# Flow bindings



## DannyP (Aug 17, 2010)

Bump, any comments?

Which bindings would you guys suggest to me? Thanks.


----------



## Beatlesfan888 (Jul 8, 2010)

I do alot of park stuff too so i was thinking about some ride contrabands but im interested in what people have to say about the flows...


----------



## DannyP (Aug 17, 2010)

Yea same bro.


----------



## Leo (Nov 24, 2009)

I would avoid any Flow bindings below the M9s. The Flites are a good introduction to Flow binding tech, but you'll be left wanting more. They are just entry level Flow bindings.

I don't jib at all so I can't tell you how they perform there. I do however do presses and butters on the slopes. My Flows do just fine. I ride the NXT-FSE. Great pair of bindings.

Curious, why are you interested in Flow bindings for jibbing? Is it the quick entry?

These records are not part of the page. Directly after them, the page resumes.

PR #97, opened 2025-04-16
Feature/resumable lora with metadata

gingofthesouth:
Summary
-------

This pull request introduces resumable LoRA fine-tuning for mlx-lm, motivated by real-world issues encountered during training. When training was interrupted due to Out-Of-Memory (OOM) errors on macOS Metal, there was previously no way to resume progress. Training would always restart from iteration 1, overwriting adapter files leaving us back at square one.

This change adds:

*   The ability to resume training from the most recent adapter checkpoint (--resume-adapter-file)
*   Metadata saved in adapter .safetensors files to track the training iteration
*   Optimizer state saved and restored so training resumes accurately. 
*   Test coverage to validate resume behavior, metadata integrity, and optimizer state

Changes
-------

*   train\_model() and train() updated to track iteration count
*   trainer.py saves the current training step  and optimizer state in adapter metadata
*   On resume, the --resume-adapter-file checkpoint is loaded and the iteration count and optimizer state are restored
*   Filenames of the form 000XXXX\_adapters.safetensors continue correctly from the last step
    
*   Added test script test\_lora\_resume.py that tests saving and resuming from iteration and optimizer metadata
        

Why this is needed
------------------

Without resume functionality, training interruptions due to memory limits or system crashes result in wasted compute time and no way to continue training. This update provides robust continuation support while maintaining compatibility with existing workflows.

Test Plan
---------

*   Manual testing with --resume-adapter-file on interrupted training
*   Automated test test\_lora\_resume.py validates end-to-end resume behavior

### DIFF
--- a/mlx_lm/lora.py
+++ b/mlx_lm/lora.py
@@ -215,9 +215,34 @@ def train_model(
         raise ValueError(f"Received unknown fine-tune-type {args.fine_tune_type}")
 
     # Resume from weights if provided
+    start_iteration = 1
     if args.resume_adapter_file is not None:
-        print(f"Loading fine-tuned weights from {args.resume_adapter_file}")
+        adapter_file = Path(args.resume_adapter_file)
+        if adapter_file.is_dir():
+            safetensor_files = sorted(
+                adapter_file.glob("*_adapters.safetensors"),
+                key=lambda f: int(f.name.split("_")[0]),
+                reverse=True,
+            )
+            if not safetensor_files:
+                raise ValueError("No adapter files found to resume from.")
+            latest = safetensor_files[0]
+            print(f"Auto-resuming from latest adapter file: {latest}")
+            args.resume_adapter_file = str(latest)
+        else:
+            print(f"Resuming from: {args.resume_adapter_file}")
         model.load_weights(args.resume_adapter_file, strict=False)
+
+        # Log resume state and extract iteration
+        from safetensors.numpy import safe_open
+
+        with safe_open(args.resume_adapter_file, framework="numpy") as f:
+            metadata = dict(f.metadata())
+            print("✅ Resuming from checkpoint:")
+            print("  Metadata:", metadata)
+            if "iteration" in metadata:
+                start_iteration = int(metadata["iteration"]) + 1
+                print(f"  Continuing from iteration {start_iteration}")
 
     print_trainable_parameters(model)
 
@@ -264,6 +289,7 @@ def train_model(
         train_dataset=train_set,
         val_dataset=valid_set,
         training_callback=training_callback,
+        start_step=start_iteration,
     )
 
 
--- a/mlx_lm/lora.py
+++ b/mlx_lm/lora.py
@@ -15,7 +15,13 @@ import yaml
 
 from .tokenizer_utils import TokenizerWrapper
 from .tuner.datasets import load_dataset
-from .tuner.trainer import TrainingArgs, TrainingCallback, evaluate, train
+from .tuner.trainer import (
+    TrainingArgs,
+    TrainingCallback,
+    evaluate,
+    load_checkpoint,
+    train,
+)
 from .tuner.utils import (
     build_schedule,
     linear_to_lora_layers,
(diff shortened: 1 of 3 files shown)


chimezie:
Is restoring the step number alone sufficient for resuming the optimizer and learning schedule state, as described [here](https://github.com/ml-explore/mlx-examples/issues/1237)?

gingofthesouth:
> Is restoring the step number alone sufficient for resuming the optimizer and learning schedule state, as described [here](https://github.com/ml-explore/mlx-examples/issues/1237)?

Currently, restoring the step number is sufficient to resume adapter weight training from the correct iteration (and this pr accounts for that when resuming from adapter checkpoints with no metadata). However, it does not restore optimizer internals (e.g., momentum buffers, learning rate schedule progress). This patch adds metadata as a foundation for fully resumable training. Future work could store the optimizer state and LR schedule status using this metadata to improve training continuity and reproducibility.

gingofthesouth:
Who do I have to pay to get a code review around here? 😅

awni:
@gingofthesouth thanks for the contribution and sorry for the delay. Just to set your expectations it might take us a little while (~week) to get to this, but we'll try and take a look soon.

gingofthesouth:
> @gingofthesouth thanks for the contribution and sorry for the delay. Just to set your expectations it might take us a little while (~week) to get to this, but we'll try and take a look soon.

No worries at all, we’re all juggling a lot, so I completely understand. I mostly just wanted to get the ball rolling. As I dive deeper into the library and learn more about LLM training and tuning, I’m finding more areas where I could potentially contribute — like optimiser behaviour and restoring state when resuming training.
I also noticed there’s no automated MR pipeline in place (unit tests, linting, static analysis, or even an agent-assisted first-pass review), so could potentially help there if that was of any value to the project.

it's a fun journey.

mlx_lm/lora.py
```diff
@@ -215,10 +215,35 @@ def train_model(
...
+            print(f"Auto-resuming from latest adapter file: {latest}")
+            args.resume_adapter_file = str(latest)
+        else:
+            print(f"Resuming from: {args.resume_adapter_file}")
         model.load_weights(args.resume_adapter_file, strict=False)
 
+        # Log resume state and extract iteration
+        from safetensors.numpy import safe_open
+
+        with safe_open(args.resume_adapter_file, framework="numpy") as f:
```
angeloskath, line 239: You can load the metadata in mlx by doing `_, metadata = mx.load(args.resume_adapter_file, return_metadata=True)`.

mlx_lm/lora.py
```diff
@@ -215,10 +215,35 @@ def train_model(
         raise ValueError(f"Received unknown fine-tune-type {args.fine_tune_type}")
 
     # Resume from weights if provided
+    start_iteration = 1
```
angeloskath, line 218: I would refactor the following code into a separate function in `trainer.py`, see my comment about saving, it would be a its counterpart.

mlx_lm/tuner/trainer.py
```diff
@@ -339,11 +340,22 @@ def step(batch):
         # Save adapter weights
         if it % args.steps_per_save == 0 and rank == 0:
             adapter_weights = dict(tree_flatten(model.trainable_parameters()))
-            mx.save_safetensors(str(args.adapter_file), adapter_weights)
```
angeloskath, line 342: I would refactor the following into a `save_checkpoint` function. In order for resume to be really useful we need to save the optimizer state as well so together with the adapter weights, I would save the `optimizer.state` as well.

This also makes any lr schedule work as expected as the optimizer will be using the same step number etc.

Then you would need a `load_checkpoint` function which I would write quite close to the one above that takes a file, a model and an optimizer and returns the start iteration.

tests/test_lora_resume.py
angeloskath, line 1: We are not using `pytest` but `unittest` see `tests/test_finetune.py`.

angeloskath (changes requested):
This is I think something useful but it needs a bit of work. I left comments throughout.

mlx_lm/lora.py
gingofthesouth: Thank you for pointing this out. I've moved to this method for retrieving the metadata.

mlx_lm/tuner/trainer.py
gingofthesouth: Good idea. I've moved the code to trainer.py and refactored it to include the optimizer code too.
I had a few struggles but think I got there in the end. I am going to be honest, I'm finding coding in python is very foreign to me. I keep thinking to build utility classes, extensions, protocols and dependancy injection patterns. Thus I find myself a little lost about where to put code.

Any further feedback will be warmly received as I am learning the language ecosystem as I go.

mlx_lm/lora.py
gingofthesouth: Done.

tests/test_lora_resume.py
gingofthesouth: I viewed the other tests and cleaned this up. Hopefully the new test code aligns better with the existing testing patterns and test libraries.

gingofthesouth: Hi @angeloskath do you have any feedback on the changes I have made relating to your review?

zcbenz:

You have to keep in mind that Flow bindings feel different from traditional strap ones. It does take a little getting used to at first. The biggest benefit of Flows is the pressure points or lack thereof. I have virtually 0 foot fatigue when in my Flows. I have rode some very comfy traditional bindings, but they always give me some sort of foot pain after long sessions.

M9 or M9SE is good for a middle of the road price

NXT ATSE or FSE are even better.


----------



## DannyP (Aug 17, 2010)

Ok, thanks a lot man. I'm mostly just looking for a great binding for all around that will hold up nice, for a good price. I was looking at the M9, and some other brands like Burton, Rome, Ride, Union, so on...any other bindings that would be solid for park, and all around mountain riding? Thanks a lot.


----------



## Leo (Nov 24, 2009)

Flows are still a great choice, but since speed entry or foot fatigue isn't your biggest concern, I'd recommend something else.

Rome 390s will suit your needs perfectly.

Ride Deltas are another excellent choice.

Also consider K2 Auto Uprise. Pretty solid bindings that offer the feel of traditional straps, but with quick strapping.

Snowboard Bindings


----------



## DannyP (Aug 17, 2010)

Ok, thanks for the heads up man! How would the Burton Freestyle/mission/customs be? Or should I stay away from them? Thanks.


----------



## Leo (Nov 24, 2009)

I'm really the wrong guy to ask about Burton bindings. I have long hated their bindings, even though I rock their boards and clothes. However, I did like a couple of their 2011 bindings. The cobrasharks and restricted Malavitas were awesome. Since you don't have a Burton ICS board, the Cobrasharks would be good.

Burton Bindings

The Cobrsharks were comfy. I didn't really notice that the wing on them made any big difference other than adding comfort.


----------



## DannyP (Aug 17, 2010)

Sweet thanks.


----------